Catherynne Valente: Fairyland and other works

I have a suspicion that someday Catherynne Valente will write my favorite book in the world. For all I know, she's written it already and I haven't read it yet, actually.

I just finished The Girl Who Circumnavigated Fairyland In A Ship Of Her Own Making, which Valente published online - and which won the Andre Norton award from the Nebulas. It was later picked up by a traditional publisher; I checked it out of the library. You can still read the first eight chapters of it online.

It was pretty good. It's a little bit Alice in Wonderland, and a little bit Wizard of Oz. It's not the favorite book that I'm sure exists/will exist someday, but I liked it.

Valente has this beautiful, lyrical voice, and she doesn't shy away from exposing life's suffering. This is a young adult book, and there are places where it addresses some of the difficult issues kids face as they grow up, that I was always surprised to see anybody acknowledge, like: Life isn't fair, or when they told you that the rules apply to powerful people too, they lied, or sometimes it doesn't matter if you're right, you're still going to lose the argument, all of which happen when the little girl, September, tries to retrieve a stolen Spoon from the evil Marquess:

“Where…” September cleared her throat. Her hands shook. “Where I come from, if a person has a Spoon, no one can come and take it just because they’re the governor or something.”

“I think that’s very naive of you, September. Tell me, what does your father do?”

September felt her face flush. “Well, he was a teacher. But now he’s a soldier.”

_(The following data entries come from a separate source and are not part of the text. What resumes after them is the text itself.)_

PR #153, opened 2019-07-08
Upgrade Linux to 5.2

alistair23:
Update to the 5.2 kernel release. This includes a large number of upstream patches for the Unleashed. Due to the large defconfig changes let's drop the 5.1 support when we upgrade.


alistair23:
This needs OpenSB 0.4 and U-Boot 2019.07 merged into OE-Core before it can be merged.

davidlt:
Could you add `CONFIG_BLK_DEV_NBD=y` to allow booting using NBD (alternative to NFS) over network?

alistair23:
@davidlt I have added that.

PS, I was thinking of swapping across to the in tree defconfig for 5.3, maybe add extra configs as a fragment if required.

alistair23:
This is ready to be merged.

alistair23:
I have updated the Linux recipe to track the stable branch

PR #161, opened 2019-07-24
freedom-u540: set UBOOT_DTB_LOADADDRESS

ricardosalveti:
Based on the default u-boot machine configuration, useful for fitImage
support (known address for loading the device-tree).


kraj:
@alistair23 can you review

alistair23:
This LGTM. I haven't tested it, but the address seems sane.

alistair23:
Plus this is only used in fitImages, so it won't break what we are currently using :)

PR #162, opened 2019-07-24
wic: add freedom-u540 wic for sota/ostree

ricardosalveti:
Wic file to be used with sota/ostree (meta-updater), as the source for
root needs to be provided by the otaimage plugin.

It can be maintained outside this layer, but having it maintained at the
official meta-riscv layer makes it a lot easier for users experimenting
with meta-updater.


ricardosalveti:
@alistair23 ^^

Following the suggestion from https://github.com/advancedtelematic/meta-updater/pull/565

“Oh! Iago, did you hear that? You mean to say that one day the governor or something came and took your father even though you were quite sure he was yours and yours alone? Well, that is certainly different. A father is nowhere near so valuable as a Spoon! I can see why you prefer your sensible, logical world.”


There are comfort-food books that I go to when I'm having a bad day and just want to escape to a pretty world with beautiful magic. Valente's stories are not this kind of book; they're a different kind of comfort. They're for when you're having a bad day and the world sucks and you want to go have drinks with your sister, and have her tell you that you're not wrong; it's not your imagination; you're not overreacting, no matter what the boys or the grown-ups or whoever might claim. Your pain is not nothing.

I had trouble reading another of her novels, Deathless, in a timely manner, because Marya's love life - or rather, who Marya became because of her first love - was a little too much pain for me to shoulder all at once. But that one's going in my archives, so that I can preserve a paper copy of it into my elder days even if the e-book Singularity occurs. There were a few lines in that book that had me hugging it like a teddy bear given by a sister.

There's a list of her stuff that's free to read on the web here; I particularly like her epic Persephone poem (link leads to part 1 - it's being published serially, seasonally, and it's not complete yet). Also being published serially, and not yet complete, is Silently and Very Fast (part 1)(part 2), which I've been enjoying; I really like the idea of an AI that still thinks of itself as a house.